# [Assignment]
Only the lines that contain the string "Spring" belong in the answer; pull them from the records.

*** Input records ***

PR #2526, opened 2022-08-22
[FINERACT-1678] Spring Batch JMS support

taskain7:
## Description

JMS support for Spring Batch message handling.
JMS support is configurable via application properties and environment variables.

### DIFF
--- a/fineract-provider/src/main/java/org/apache/fineract/cob/messagehandler/COBJmsManagerConfig.java
+++ b/fineract-provider/src/main/java/org/apache/fineract/cob/messagehandler/COBJmsManagerConfig.java
@@ -1,0 +1,59 @@
+/**
+ * Licensed to the Apache Software Foundation (ASF) under one
+ * or more contributor license agreements. See the NOTICE file
+ * distributed with this work for additional information
+ * regarding copyright ownership. The ASF licenses this file
+ * to you under the Apache License, Version 2.0 (the
+ * "License"); you may not use this file except in compliance
+ * with the License. You may obtain a copy of the License at
+ *
+ * http://www.apache.org/licenses/LICENSE-2.0
+ *
+ * Unless required by applicable law or agreed to in writing,
+ * software distributed under the License is distributed on an
+ * "AS IS" BASIS, WITHOUT WARRANTIES OR CONDITIONS OF ANY
+ * KIND, either express or implied. See the License for the
+ * specific language governing permissions and limitations
+ * under the License.
+ */
+package org.apache.fineract.cob.messagehandler;
+
+import javax.jms.ConnectionFactory;
+import org.apache.fineract.cob.COBOutputChannelInterceptor;
+import org.apache.fineract.cob.messagehandler.conditions.JmsManagerCondition;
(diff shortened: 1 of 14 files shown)


fineract-provider/src/main/java/org/apache/fineract/cob/messagehandler/COBJmsManagerConfig.java
```diff
@@ -0,0 +1,74 @@
...
+
+    @Bean
+    public DirectChannel inboundStaging() {
+        return new DirectChannel();
+    }
+
+    @Bean
+    public IntegrationFlow inboundStagingFlow() {
+        return IntegrationFlows.from(Jms.messageDrivenChannelAdapter(connectionFactory) //
+                .configureListenerContainer(c -> c.subscriptionDurable(false)) //
```
galovics: I think we'll need a durable subscription (true instead of the false value) to make sure while a subscriber is down, when it comes back online it'll receive the messages properly. Thoughts?

fineract-provider/src/main/java/org/apache/fineract/cob/messagehandler/COBJmsWorkerConfig.java
```diff
@@ -0,0 +1,71 @@
...
+    private ConnectionFactory connectionFactory;
+    @Autowired
+    private QueueChannel inboundRequests;
+    @Autowired
+    private FineractProperties fineractProperties;
+
+    @Bean
+    public IntegrationFlow inboundFlow() {
+        return IntegrationFlows.from(Jms.messageDrivenChannelAdapter(connectionFactory) //
+                .configureListenerContainer(c -> c.subscriptionDurable(false)) //
```
galovics: Durable subscription.

fineract-provider/src/main/java/org/apache/fineract/cob/messagehandler/COBJmsManagerConfig.java
```diff
@@ -0,0 +1,74 @@
...
+                .get();
+    }
+
+    @Bean
+    public DirectChannel inboundStaging() {
+        return new DirectChannel();
+    }
+
+    @Bean
+    public IntegrationFlow inboundStagingFlow() {
```
galovics: Giving it another thought, do we even need an inbound flow here? I don't think so since the manager will only send messages.

fineract-provider/src/main/java/org/apache/fineract/cob/messagehandler/COBJmsWorkerConfig.java
```diff
@@ -0,0 +1,71 @@
...
+                .get();
+    }
+
+    @Bean
+    public DirectChannel outboundStaging() {
+        return new DirectChannel();
+    }
+
+    @Bean
+    public IntegrationFlow outboundStagingFlow() {
```
galovics: I don't think we'll need an outbound flow, do we?

galovics (changes requested):

galovics (approved):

***

# [Result of the task]
[FINERACT-1678] Spring Batch JMS support
JMS support for Spring Batch message handling.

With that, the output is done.